To better account for issues caused by poor GPS signal quality or complete signal loss, future work should monitor GPS signal quality parameters such as horizontal dilution of precision (HDOP)(45). Another option that is becoming more cost-effective would be to incorporate advanced spatial tracking techniques such as dead reckoning that integrate motion and GPS sensors to account for GPS signal degradation.(21) While leveraging light detection and temperature data didn’t provide a substantial benefit to the performance of ABS algorithm (beyond the inclusion of motion data), future work that combines these environmental data with enhanced motion data could lead to the development of algorithms that could potentially “learn” microenvironment boundaries. The light sensor used for this work could only measure UV light and thus could only help detect transitions during daylight hours. Also, UV light can be detected indoors, that is why the algorithm developed in this work required UV motion to be coupled with either temperature or acceleration motion. Future work should either replace the UV sensor with or add an additional light sensor capable of measuring both indoor low-level light and outdoor light.

This work included only four “work” locations within a single city (Fort Collins, CO) and during two seasons (Winter and Spring). Future improvements to the algorithm, such as those described above, should be validated with more extensive testing that spans a variety of locations and climates. Additionally, we hope to continue the development of the algorithm and one of the first items we would like to include is further classification of the “other” microenvironment. We would initially start with the detection of transit, including vehicular transit, walking, and biking. We would begin by leveraging the number of studies that have already evaluated transit classification using GPS and/or motion sensors (e.g., Brunauer(46), Ellis(47), Feng(48), etc.) and potentially including hardware with pre-installed firmware with this capability.

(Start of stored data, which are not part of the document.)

PR #1948, opened 2025-04-13
Fix panic in primary when blocking shutdown after previous block with timeout

murphyjacob4:
When previous timeout isn't zeroed out, shutdown will use the previously executed blocking commands timeout. Since shutdown is not expected to have timeouts, this causes a serverPanic.

Without this fix, this scenario leads to a server panic:

1. Call any command that uses blockClient with a timeout (this could be BLPOP or something that blocks implicitly like CLUSTER SETSLOT)
2. On the same client, call SHUTDOWN with some pending replication data, which will trigger shutdown to be blocked while we try to catch the replica up

### DIFF
--- a/src/blocked.c
+++ b/src/blocked.c
@@ -653,6 +653,8 @@ void blockPostponeClient(client *c) {
 
 /* Block client due to shutdown command */
 void blockClientShutdown(client *c) {
+    initClientBlockingState(c);
+    c->bstate->timeout = 0;
     blockClient(c, BLOCKED_SHUTDOWN);
 }
 
--- a/tests/integration/shutdown.tcl
+++ b/tests/integration/shutdown.tcl
@@ -244,3 +244,41 @@ test "Shutting down master waits for replica then aborted" {
         }
     }
 } {} {repl external:skip}
+
+test "Shutting down primary wait for replica after previous block" {
+    start_server {overrides {save "" repl-backlog-size 1MB}} {
+        start_server {overrides {save "" repl-backlog-size 1MB}} {
+            set primary [srv -1 client]
+            set primary_deferring [valkey_deferring_client -1]
+            set primary_host [srv -1 host]
+            set primary_port [srv -1 port]
+            set primary_pid [srv -1 pid]
+            set replica [srv 0 client]
+            set replica_pid [srv 0 pid]
+
+            $primary_deferring BLPOP key 0.1
+
+            # Config primary and replica.
+            $replica replicaof $primary_host $primary_port
+            wait_for_sync $replica
+
+            # Pause the replica and write a key on primary.
+            pause_process $replica_pid
+            $primary incr k
+
+            # Call shutdown.
+            $primary_deferring shutdown
+
+            set info_clients [$primary info clients]
+            assert_match "*connected_clients:2*" $info_clients
+            assert_match "*blocked_clients:1*" $info_clients
+
+            # Wake up replica, causing primary to continue shutting down.
+            resume_process $replica_pid
+            $primary_deferring close
+
+            # Check for crash.
+            assert_equal [count_log_message -1 "*BUG REPORT START*"] 0
+        }
+    }
+} {} {repl external:skip}


tests/unit/cluster/slot-migration.tcl
```diff
@@ -511,3 +511,34 @@ start_cluster 3 6 {tags {external:skip cluster} overrides {cluster-node-timeout
         wait_for_slot_state 2 ""
     }
 }
+
+
+proc log_file_matches {log pattern} {
```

Finally, the accuracy, sensitivity, and specificity metrics can be biased particularly when comparing “home” and “work” microenvironment classifications to the “other” microenvironment. This bias occurs because people tend spend the majority of their time at “home” or “work” as compared to the “other” microenvironments. Future work should develop metrics that can provide an improved assessment of the accuracy of microenvironment transitions.

Conclusions

This work describes an algorithm that is capable of detecting pre-determined microenvironments in real-time using minimal user input. The ability to dynamically classify microenvironments in real-time can aid researchers by reducing the amount of post-processing work required to classify exposure by microenvironment, ease the integration of exposure data into spatial models, and potentially provide air quality notifications in real-time. Improvements to all of these areas 348 will help researchers better understand the links between air pollution exposure and health.